A typical view of Chaoui editing a document

This is the main view of chaoui while editing an ALTO file. The text is rendered in the browser according to the geometry documented in the ALTO file. You can see a very tiny menu bar with only two menus : ‘file’ and ‘help’. The tool bar displays the position and name of the current file, the value of the «quality threshold», the current mode and the zoom section.

File Menu

The file menu

The file menu allows loading and saving the two types of files that chaoui handles : ALTO files representing documents and «scoriae» files representing blacklists of word IDs to delete. Scoriae files are technically CSV files, they can be opened in any spreadsheet application or text editor.

Tool bar

Position

The position section of the toolbar

All the loading functions of the file menu allow selecting as many files as you want. In general, you are hence working on a set of files. This indicator in the tool bar shows the rank of the current file within the selection as well as the name of the corresponding file. Note that the file name is read only and only depends on the files you’ve selected in the file browser dialog that opened; but the rank is an input that lets you pick the file you want to open, either by clicking the arrows or by directly typing the rank of the file you want to reach.
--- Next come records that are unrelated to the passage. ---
Issue #3439, opened 2023-11-07
Update `Tunnel::max_depth` default to reflect modern encapsulation environments


ckreibich:
Per [discussion on Slack](https://zeekorg.slack.com/archives/CSZBXF6TH/p1699037435105629) our current default value of 2 is too low for modern environments, where a combo of VXLAN & Geneve is quite common. The `max_depth` variable defines the cutoff at which Zeek will stop decapsulating further.

We're looking for input on the number of lower-layer encapsulation levels that folks see in production to guide a choice of a new default — please chime in here if you can.

@awelzel, fyi.

awelzel:
I've surveyed the logs of five non-cloudy production deployments and none had "exceeded_tunnel_max_depth" in the weird_stats for the past year. Neither @initconf nor @dopheide-esnet have reported seeing it.

On Slack, where this [first came up recently](https://zeekorg.slack.com/archives/CSZBXF6TH/p1699454716025919?thread_ts=1699039132.123169&cid=CSZBXF6TH), the user reported a value of 3 being sufficient for their needs.

> Sure, it is a multi account AWS environment using the VPC mirroring feature with an AWS load balancer to direct the traffic from multiple accounts.
> Yes, the weird logs were generated when using default settings.

> A value of 3 was sufficient to get past the layers of encapsulation.

Based on that, I'd vote 4 for now, but would certainly be good to hear if others see "exceeded_tunnel_max_depth" and have done something about.

---

I do wonder if a weird is the right messaging in general. A `x` or `_` or `?` in a tunnel's history for packets not fully decapsulated would make it directly visible in a popular field. Maybe.

ckreibich:
I'm comfortable with a highly scientific choice of 4 based on your investigation. :-)

> A x or _ or ? in a tunnel's history for packets not fully decapsulated

As per our chat I like this a lot. I'd lean toward non-alphabet characters so the notion of upper/lowercase for directionality doesn't apply to them — so `?`, or perhaps `+`.

multicast-bytes:
Great conversation. 
In uncomfortable from a network forensics standpoint, where packets are on the network and analysis/recording is missed due to parameters such as these. 

Thus, I like the idea of using history to inform users that tunnel depth limit(s) where reached.

Indeed, I hit this issue myself whilst working in AWS where using their native AWS Traffic Mirroring via a AWS GWLB resulted in packets 3x encapsulated so to speak.

[...]

PR #3480, opened 2023-11-30
Bump Tunnel::max_depth to 4, support "X" in history

awelzel:
I'm happy to split this into two PRs, but they both were discussed in the #3439 ticket.

* Bump Tunnel::max_depth to 4
* Commits to lift history to `Session` and support a new history code/character 'X' when there's something "knowingly unkown" or some "didn't look further here" situation. Usually they should come with a weird or analyzer violation, too, but the history is a more popular field and directly visible.


testing/btest/Baseline/core.tunnels.max-depth-exceeded/conn.log.cut
```diff
@@ -0,0 +1,5 @@
+### BTest baseline data generated by btest-diff. Do not edit. Use "btest -U/-u" to update. Requires BTest >= 0.63.
+uid	id.orig_h	id.resp_p	id.resp_h	id.resp_p	proto	history	service	tunnel_parents
+CHhAvVGS1DHFjwGM9	1.1.1.1	4789	1.1.1.9	4789	udp	D	vxlan	-
+ClEkJM2Vm5giqnMf4h	2.2.2.2	4789	2.2.2.9	4789	udp	D	vxlan	CHhAvVGS1DHFjwGM9
+C4J4Th3PJpwUYZZ6gc	3.3.3.3	4789	3.3.3.9	4789	udp	D?	-	ClEkJM2Vm5giqnMf4h
```
awelzel, line 5: I could also see `x` and `X`  to allow for directionality (more interesting if it's extended to other meanings). The `?` at the end of the history may also look confusing when asking questions.

What's the meaning of D??  - what is the meaning of `D?` ?

timwoj: My vote is for x/X

timwoj (approved):

PR #3489, opened 2023-12-04
Use std::move in return values from bif methods to avoid copies

timwoj:
PR for benchmark pass

### DIFF
--- a/src/reporter.bif
+++ b/src/reporter.bif
@@ -169,7 +169,7 @@ function Reporter::get_weird_sampling_whitelist%(%): string_set
 		auto idx = zeek::make_intrusive<zeek::StringVal>(el);
 		set->Assign(std::move(idx), nullptr);
 		}
-	return set;
+	return std::move(set);
 	%}
 
 ## Sets the weird sampling whitelist
@@ -206,7 +206,7 @@ function Reporter::get_weird_sampling_global_list%(%): string_set
 		auto idx = zeek::make_intrusive<zeek::StringVal>(el);
 		set->Assign(std::move(idx), nullptr);
 		}
-	return set;
+	return std::move(set);
 	%}
 
 ## Sets the weird sampling global list
--- a/src/stats.bif
+++ b/src/stats.bif
@@ -57,7 +57,7 @@ function get_net_stats%(%): NetStats
 	if ( stat.filtered )
 		r->Assign(n++, stat.filtered.value());
 
-	return r;
+	return std::move(r);
 	%}
 
 ## Returns Zeek traffic statistics.
@@ -107,7 +107,7 @@ function get_conn_stats%(%): ConnStats
 
 	r->Assign(n++, zeek::detail::killed_by_inactivity);
 
-	return r;
+	return std::move(r);
 	%}
 
 ## Returns Zeek process statistics.
@@ -164,7 +164,7 @@ function get_proc_stats%(%): ProcStats
 	r->Assign(n++, static_cast<uint64_t>(ru.ru_oublock));
 	r->Assign(n++, static_cast<uint64_t>(ru.ru_nivcsw));
 
-	return r;
+	return std::move(r);
 	%}
 
 ## Returns statistics about the event engine.
@@ -191,7 +191,7 @@ function get_event_stats%(%): EventStats
 	r->Assign(n++, event_mgr.num_events_queued);
 	r->Assign(n++, event_mgr.num_events_dispatched);
 
-	return r;
+	return std::move(r);
 	%}
 
 ## Returns statistics about reassembler usage.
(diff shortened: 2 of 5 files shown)


timwoj:
Yep, this one isn't worth the effort. I'll mark all of these Coverity findings as `Ignore`.

bbannier:
> Yep, this one isn't worth the effort. I'll mark all of these Coverity findings as `Ignore`.

Even though this might not make a performance difference it might still be worthwhile to do these cleanups. Zeek uses C++17 and `std::move` is exactly the tool needed to trigger the right constructors for these cases. If this would have been in C++ and not bif files clang-tidy might even have reported the previous pattern as inefficient similar to what Coverity did. Just muting these checks leaves performance on the table and if done globally could even introduce inefficiencies across the board (something we are working on improving in Spicy all the time to not die by a 1000 cuts).

timwoj:
> > Yep, this one isn't worth the effort. I'll mark all of these Coverity findings as `Ignore`.
> 
> Even though this might not make a performance difference it might still be worthwhile to do these cleanups. Zeek uses C++17 and `std::move` is exactly the tool needed to trigger the right constructors for these cases. If this would have been in C++ and not bif files clang-tidy might even have reported the previous pattern as inefficient similar to what Coverity did. Just muting these checks leaves performance on the table and if done globally could even introduce inefficiencies across the board (something we are working on improving in Spicy all the time to not die by a 1000 cuts).

I agree, but others have concerns that this adds visual noise to the code. The benchmark pass says that it's basically a wash performance-wise. Some are higher, some are lower, but none significantly higher or lower except the data center pcap which is about 2.5% slower.

awelzel:
> I agree, but others have concerns that this adds visual noise to the code. The benchmark pass says that it's basically a wash performance-wise. Some are higher, some are lower, but none significantly higher or lower except the data center pcap which is about 2.5% slower.

You probably would need to add a new micro-benchmark that focuses just on one of the changed BiFs, and then probably also use hyperfine instead of the benchmarker setup, and even then I'd be surprised if you see much.

timwoj:
Alright, I stepped through what's actually being executed here, using the `to_subnet` bif as an example. In this case, the 

Existing code: no `std::move` in the bif, `BifReturnVal` constructor calls `AdoptRef{}`:

- `IntrusivePtr` move constructor
- `BifReturnVal` constructor
- `IntrusivePtr` `AdoptRef` constructor
- `IntrusivePtr` destructor (for the function object)

Changing `BifReturnVal` constructor to use `std::move`:

- `IntrusivePtr` move constructor
- `BifReturnVal` constructor
- `IntrusivePtr` move constructor
- `IntrusivePtr` pass-by-value copy constructor
- `IntrusivePtr` destructor (for the function object)

Changing `to_substr` to return via `std::move`:

- `IntrusivePtr` move constructor
- `BifReturnVal` constructor
- `IntrusivePtr` `AdoptRef` constructor
- `IntrusivePtr` destructor (for the function object)

Basically, it appears the compiler is already doing the most efficient thing (calling the `intrusivePtr` move constructor). One could argue that creating the extra `AdoptRef` object doesn't need to happen. My guess is that Coverity is complaining about calling the `BifReturnVal` constructor pass-by-value, even tho the argument was moved.

awelzel (approved):
Chatted with Tim. I'm leaning on the "mostly noise" side and will probably not do this naturally in new code, but my opinion isn't strong enough, so... approving.

@ckreibich / @bbannier - any other thoughts?

bbannier (approved):
> I'm leaning on the "mostly noise" side and will probably not do this naturally in new code, ...

To me this sentiment still sounds like one should prefer a declaration `int foo(std::string x)` over `int foo(const std::string& x)` due to the "noise" of `const &` while I think we all agree that that would be silly and leaving performance on the table for absolutely no reason.

Since even noticing inefficient code as fixed here can be tricky we'd ideally we would have a warning enabled which rejects such inefficient code automatically (we have `-Werror` builds now), but I am not sure that exists.

Thanks for doing this @timwoj!

awelzel:
One completely different thought:

The `BifReturnVal` that this is related to has been introduce to transparently deal with `Val*` and `ValPtr` returns from BIFs.

Support for the  BifReturnVal `Val *` constructor was deprecated and removed with Zeek 4.1 (0618be792f210e29af8145e7e52225d26c27946e) so I think we can assume all bifs return ValPtr.

Couldn't we change `bifcl` today to render `ValPtr` from BIFs instead and ditch BifReturnVal.h altogether?

From a prior PR (#3468 / https://github.com/zeek/zeek/pull/3468#discussion_r1400228758), this won't help with the coverity warnings, but seems a nice cleanup as a follow up.

PR #3777, opened 2024-06-11
Fix coverage builds

awelzel:
This does two things:
* Compile coverage builds with with `-fprofile-update=atomic` to avoid negative counters
* Unset CCACHE_BASEDIR from the asan_sanitizer task to avoid cmake rewriting everything as relative paths and confusing our gcov setup (we only ever compile in `/zeek` in CI, so CCACHE_BASEDIR usage isn't really useful generally).

Goes with https://github.com/zeek/cmake/pull/112

### DIFF
--- a/.cirrus.yml
+++ b/.cirrus.yml
@@ -397,6 +397,8 @@ asan_sanitizer_task:
     CXXFLAGS: -DZEEK_DICT_DEBUG
     ZEEK_CI_CONFIGURE_FLAGS: *ASAN_SANITIZER_CONFIG
     ASAN_OPTIONS: detect_leaks=1:detect_odr_violation=0
+    # Use absolute paths for coverage files.
+    CCACHE_BASEDIR:
 
 ubsan_sanitizer_task:
   container:


awelzel:
I've tested within an interactive Cirrus CI using `coveralls-lcov --dry-run -v` and that seemed all sensible :crossed_fingers:

.cirrus.yml
```diff
@@ -397,6 +397,8 @@ asan_sanitizer_task:
     CXXFLAGS: -DZEEK_DICT_DEBUG
     ZEEK_CI_CONFIGURE_FLAGS: *ASAN_SANITIZER_CONFIG
     ASAN_OPTIONS: detect_leaks=1:detect_odr_violation=0
+    # Use absolute paths for coverage files.
```
bbannier, line 400: Could you add a little more context here, e.g.,

```suggestion
    # Use absolute paths for coverage files since gcov gets confused by relative paths.
```

cmake
bbannier, line 1: Just flagging: Support `-fprofile-update` has only [landed with ccache-4.10](https://github.com/ccache/ccache/pull/1408), is that the version we are using? Even if we use earlier versions I'd expect ccache simply refusing to cache which might be an okay fallback for us.

bbannier (approved):

cmake
awelzel: Oh, thanks for checking. Ubuntu 24.04 (fairly new) only has ccache 4.9.1, so this will disable caching :-1: 

I'm conflicted. asan_sanitizer task currently has `--disable-spicy`, but once that goes, probably need to revisit or upgrade ccache.

PR #3781, opened 2024-06-12
SSH half-duplex robustness revert/tweak

awelzel:
As mentioned at https://github.com/zeek/zeek/pull/3720/files#r1636314375, this reverts #3720, this reverts the original fix and tweaks `get_version()` to use whatever we have.

@J-Gras , can you see how this fares with the pcap you have? Is there a lot of SSH-1.99 included? :-/


awelzel:
@vpax / @J-Gras  - I now realize the `update_kex()` method, too, relies packets from both sides to determine how key exchange is parsed. Think teaching `update_kex()` or `get_state()` to some "unknown" and ignore each packet until seeing `MSG_NEWKEYS` could alleviate this, but I'm unsure this is all worth it :-(

Somewhat related: https://github.com/zeek/spicy/issues/1328

You could also experiment with setting `DPD::max_violations[ANALYZER_SSH] = 1 (or maybe 0)` - that should disable the analyzer after the first violation.

J-Gras:
@awelzel, the larger test PCAP successfully identifies 216,684 connections as SSH. The `ssh.log` has 260,171 entries, with `SSH-1.99` popping up 2,876 times. With this patch, the size of the `analyzer.log` is reduced from 203,613 to 113,514. The failure reason is now mostly a variant of `binpac exception: out_of_bound: ssh_string:val` instead of `binpac exception: invalid index for case: SSH_Key_Exchange`.

Given the above results, I'd agree that this path doesn't seem worth it. Right now the logs feel slightly harder to interpret.

When I experimented with setting `DPD::max_violations` to one, I encountered situations where the same analyzer got attached twice. This was because the analyzer was first attached based on the port, threw a violation and then got detached. As this happen early in the connection, the analyzer got attached again by a DPD signature hitting a couple of packets later just to fail again.

Long story short: I believe introducing means to reduce the output to `analyzer.log` would make most sense here. Talking to @vpax, it would also be nice if we could detach the SSH analyzer as early as possible, i.e. once we know that further analysis won't succeed.

awelzel:
> Long story short: I believe introducing means to reduce the output to analyzer.log would make most sense here. Talking to @vpax, it would also be nice if we could detach the SSH analyzer as early as possible, i.e. once we know that further analysis won't succeed.

Yep, agree - for 7.0 I've opened #3792 for a plain revert. There's a pattern in the SSL analyzer to call `AnalyzerViolation()` followed by `SetSkip()` - maybe this could be leveraged also in SSH to have the violation raised, but then also ignore any further input, though technically that's not the same as actually detaching the analyzer (but wouldn't trigger the DPD issue you ran into).

PR #3785, opened 2024-06-14
Spicy: Disallow repeating replacements of the same analyzer.

### LINKED ISSUE #3783: Analyzer disabled upon startup
I compiled Zeek v7 in debug mode and got the below output in `debug.log`
```
0.000000/1718178868.242260 [spicy] spicy::FOO_TCP replaces existing protocol analyzer FOO
0.000000/1718178868.242265 [dpd] Disabling analyzer FOO
0.000000/1718178868.242273 [spicy] spicy::FOO_UDP replaces existing protocol analyzer FOO
0.000000/1718178868.242278 [dpd] Disabling analyzer spicy_FOO_TCP
```
The relevant snippet in the `evt` file is shown below
```
protocol analyzer spicy::FOO_TCP over TCP:
    parse with foo::TCP_PDUs,
    replaces FOO;

protocol analyzer spicy::FOO_UDP over UDP:
    parse with foo::UDP_PDUs,
    replaces FOO;
```

rsmmr:
We now reject EVT files that attempt to replace the same built-in
analyzer multiple times as doing so would be ill-defined and not very
intuitive in what exactly it means.

Closes #3783.


src/spicy/manager.cc
```diff
@@ -897,14 +897,21 @@ void Manager::disableReplacedAnalyzers() {
...
             SPICY_DEBUG(hilti::rt::fmt("%s is supposed to replace protocol analyzer %s, but that does not exist",
                                        info.name_analyzer, replaces));
 
             continue;
         }
 
+        auto tag = component->Tag();
+        if ( analyzer_mgr->HasComponentMapping(tag) )
+            reporter->FatalError(
+                "%s: protocol analyzer %s is already mapped to a different analyzer; cannot replace an analyzer "
```
bbannier, line 911: Nit: It's a bit unfortunate that we currently cannot tell the user which previous analyzer also made a replacement since there is no API for us to query that. If we had e.g., 

```cpp
// Returns component mapped over this one if there is a mapping defined, else `nullptr`.
`Component* GetComponentMapping(const zeek::Tag& tag) const`
```

we could do that (and replace all uses of `HasComponentMapping` as well).

bbannier (approved):

src/spicy/manager.cc
rsmmr: Yeah, I thought about that but then figured it's fine, this should be rare enough in the first place

PR #3788, opened 2024-06-18
Spicy: Provide runtime API to access Zeek-side globals.

rsmmr:
This allows to read Zeek global variables from inside Spicy code. The
main challenge here is supporting all of Zeek's data type in a
type-safe manner.

The most straight-forward API is a set of functions
`get_<type>(<id>)`, where `<type>` is the Zeek-side type
name (e.g., `count`, `string`, `bool`) and `<id>` is the fully scoped
name of the Zeek-side global (e.g., `MyModule::Boolean`). These
functions then return the corresponding Zeek value, converted in an
appropriate Spicy type. Example:

    Zeek:
        module Foo;

        const x: count = 42;
        const y: string = "xxx";

    Spicy:
        import zeek;

        assert get_count("Foo::x") == 42;
        assert get_string("Foo::y") == b"xxx"; # returns bytes(!)

For container types, the `get_*` function returns an opaque types that
can be used to access the containers' values. An additional set of
functions `as_<type>` allows converting opaque values of atomic
types to Spicy equivalents. Example:

    Zeek:
        module Foo;

        const s: set[count] = { 1, 2 };
        const t: table[count] of string = { [1] = "One", [2] = "Two" }

    Spicy:

        # Check set membership.
        local set_ = zeek::get_set("Foo::s");
        assert zeek::set_contains(set_, 1) == True

        # Look up table element.
        local table_ = zeek::get_table("Foo::t");
        local value = zeek::table_lookup(t, 1);
        assert zeek::as_string(value) == b"One"

There are also functions for accessing elements of Zeek-side vectors
and records.

If any of these `zeek::*` conversion functions fails (e.g., due to a
global of that name not existing), it will throw an exception.

Design considerations:

    - We support only reading Zeek variables, not writing. This is
      both to simplify the API, and also conceptually to avoid
      offering backdoors into Zeek state that could end up with a very
      tight coupling of Spicy and Zeek code.

    - We accept that a single access might be relatively slow due to
      name lookup and data conversion. This is primarily meant for
      configuration-style data, not for transferring lots of dynamic
      state over.

    - In that spirit, we don't support deep-copying complex data types
      from Zeek over to Spicy. This is (1) to avoid performance
      problems when accidentally copying large containers over,
      potentially even at every access; and (2) to avoid the two sides
      getting out of sync if one ends up modifying a container without
      the other being able to see it.


rsmmr:
@bbannier Documentation is still missing but take a look at the API and see if that looks like a good approach.

src/spicy/runtime-support.h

Note that the keybord «Left» and «Right» arrows also let you browse the set of selected files.

Quality threshold

The quality threshold selector of the toolbar

While rendering the text, chaoui will highlight some words with a blue background. This means that the corresponding <String> elements in the original ALTO file have a low quality indicator (WC attribute) in the output of the OCR. This input lets you pick the lowest value you still consider «ok». All words with a WC attribute value below this level will be considered of «low» quality.

Some low quality words in a paragraph

Note that the OCR can attribute low quality values to perfectly recognized words and, on the opposite, have a good confidence in words it nonetheless failed to read. The quality threshold is a number between 0 and 1, reflecting the values found in the WC attributes. A threshold of 0 disables this feature in practice, since all words have a WC attribute ≥ 0.

Modes

The mode selector

By default, chaoui will only display ALTO files, allowing you to browse and inspect the geometry of their content. This selector allows to switch between this mode two others. The edition mode will let you mark words for deletion (read more about the edition process) and the block-order mode will put the <TextBlock>s elements of ALTO into focus and display the (linear) order they appear in the ALTO file.

Zoom

The mode selector

Finally, the zoom section of the toolbar lets you choose between three zooming strategies :

  • fit width : all the pages will be zoomed to occupy exactly the width available in your browser, regardless of their own width in the original ALTO documents
  • custom zoom : the number input in the middle represent an arbitrary proportionality ratio used to render the pages. All pages will be rendered with the same ration in this mode
  • fit height : all the pages will be zoomed to occupy exactly the height available in your browser, regardless of their own height in the original ALTO documents

Note that the two «fit» strategies will result in a zooming ratio that may vary from page to page if all the files selected don’t have the same dimensions : an approximation of this ratio rounded to the closest multiple of 10 will be displayed in the custom zoom input automatically.